After adding 0 μm each, the cells were covered with parafilm and incubated at 37° C. for 2 hours.
ヒトTNF−α溶液を除去し、400μj!のWash
ingBufferでポリスチレンキュベツトの内壁を
3回洗浄した後、100μにのアビジン標識抗ヒトTN
F−α・ウサギ抗体溶液を全てのポリスチレンキュベツ
トに入れ、パラフィルムでカバーした後、37℃で2時
間インキュベートした。Remove human TNF-α solution, 400μj! Wash
After washing the inner wall of the polystyrene cuvette three times with ingBuffer, add 100μ of avidin-labeled anti-human TN.
The F-α rabbit antibody solution was placed in all polystyrene cuvettes, covered with parafilm, and incubated at 37°C for 2 hours.
この後、余剰のアビジン標識抗ヒトTNF−α・ウサギ
抗体を除去するために、アビジン標識抗ヒトTNF−α
・ウサギ抗体溶液を除去した後、400μLのWash
ingBufferでポリスチレンキュベツトの内壁を
3回洗浄した。After this, in order to remove excess avidin-labeled anti-human TNF-α/rabbit antibody, avidin-labeled anti-human TNF-α
・After removing the rabbit antibody solution, wash 400 μL
The inner wall of the polystyrene cuvette was washed three times with ingBuffer.
次に、全てのポリスチレンキュベツトに、ビオチン標識
エクオリンを50μLずつ加え、パラフィルムでカバー
した後、室温で2時間インキュベートした。

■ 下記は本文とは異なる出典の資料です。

PR #2011, opened 2024-07-08
Fix typo: lists -> lints

camelid:
It's a bit of a tongue-twister it seems.

### DIFF
--- a/src/bug-fix-procedure.md
+++ b/src/bug-fix-procedure.md
@@ -276,7 +276,7 @@ FutureIncompatibleInfo {
 
 Remove this too.
 
-#### Add the lint to the list of removed lists.
+#### Add the lint to the list of removed lints.
 
 In `compiler/rustc_lint/src/lib.rs` there is a list of "renamed and removed lints".
 You can add this lint to the list:


src/bug-fix-procedure.md
```diff
@@ -276,7 +276,8 @@ FutureIncompatibleInfo {
 
 Remove this too.
 
-#### Add the lint to the list of removed lists.
+<a name="add-the-lint-to-the-list-of-removed-lists">
```
camelid, line 279: I added an anchor so that the rename doesn't break existing links.

fmease (approved):

src/bug-fix-procedure.md
fmease: Thanks, good idea! However, I'm not sure if it's actually needed, we break URL a lot for rustc-dev-guide

fmease: see ParamEnv PR and my HIR ty lowering PR which moved lowering to ast-lowering etc

camelid: > Thanks, good idea! However, I'm not sure if it's actually needed, we break URL a lot of times for rustc-dev-guide

Fair enough, I'll remove it. I was just thinking of a particular place in rustdoc that links here that I didn't want to break. But it's obvious enough what it's referring to anyway. :)

PR #2016, opened 2024-07-19
Update adding.md

10takla:
Add `@` to the test header `edition:2018` in the [example](https://rustc-dev-guide.rust-lang.org/tests/adding.html#step-1-add-a-test-file), since the [header](https://rustc-dev-guide.rust-lang.org/tests/headers.html) syntax requires it


jieyouxu (approved):
Thanks!

Issue #2018, opened 2024-07-23
Why is `book.toml` included in `.gitignore` ?


marxin:
I noticed that while I was trying to find a file `book.toml` in my VS Code instance, but it seems the editor ignores files mentioned in `.gitignores`. However, the file is tracked in git history and I'm curious why it's ignored?
CC: @mark-i-m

この後、余
剰のビオチン標識エクオリンを除去するために、ビオチ
ン標識エクオリンm液を除去した後、400μfのWa
shing Bufferでポリスチレンキュベツトの
内壁を3回洗浄した。Next, 50 μL of biotin-labeled aequorin was added to each polystyrene cuvette, covered with parafilm, and incubated at room temperature for 2 hours. After this, in order to remove excess biotin-labeled aequorin, after removing the biotin-labeled aequorin m solution, 400 μf of Wa
The inner wall of the polystyrene cuvette was washed three times with shing Buffer.
続いて、エクオリン標識抗ヒトTNF−α・ウサギ抗体
を用いたヒトTNF−αの定量の場合と同様にして、エ
クオリン活性を測定し、ヒトTNF−α溶液中のヒトT
NF−α量を求めた。Next, aequorin activity was measured in the same manner as in the case of quantifying human TNF-α using an aequorin-labeled anti-human TNF-α/rabbit antibody, and human T in the human TNF-α solution was measured.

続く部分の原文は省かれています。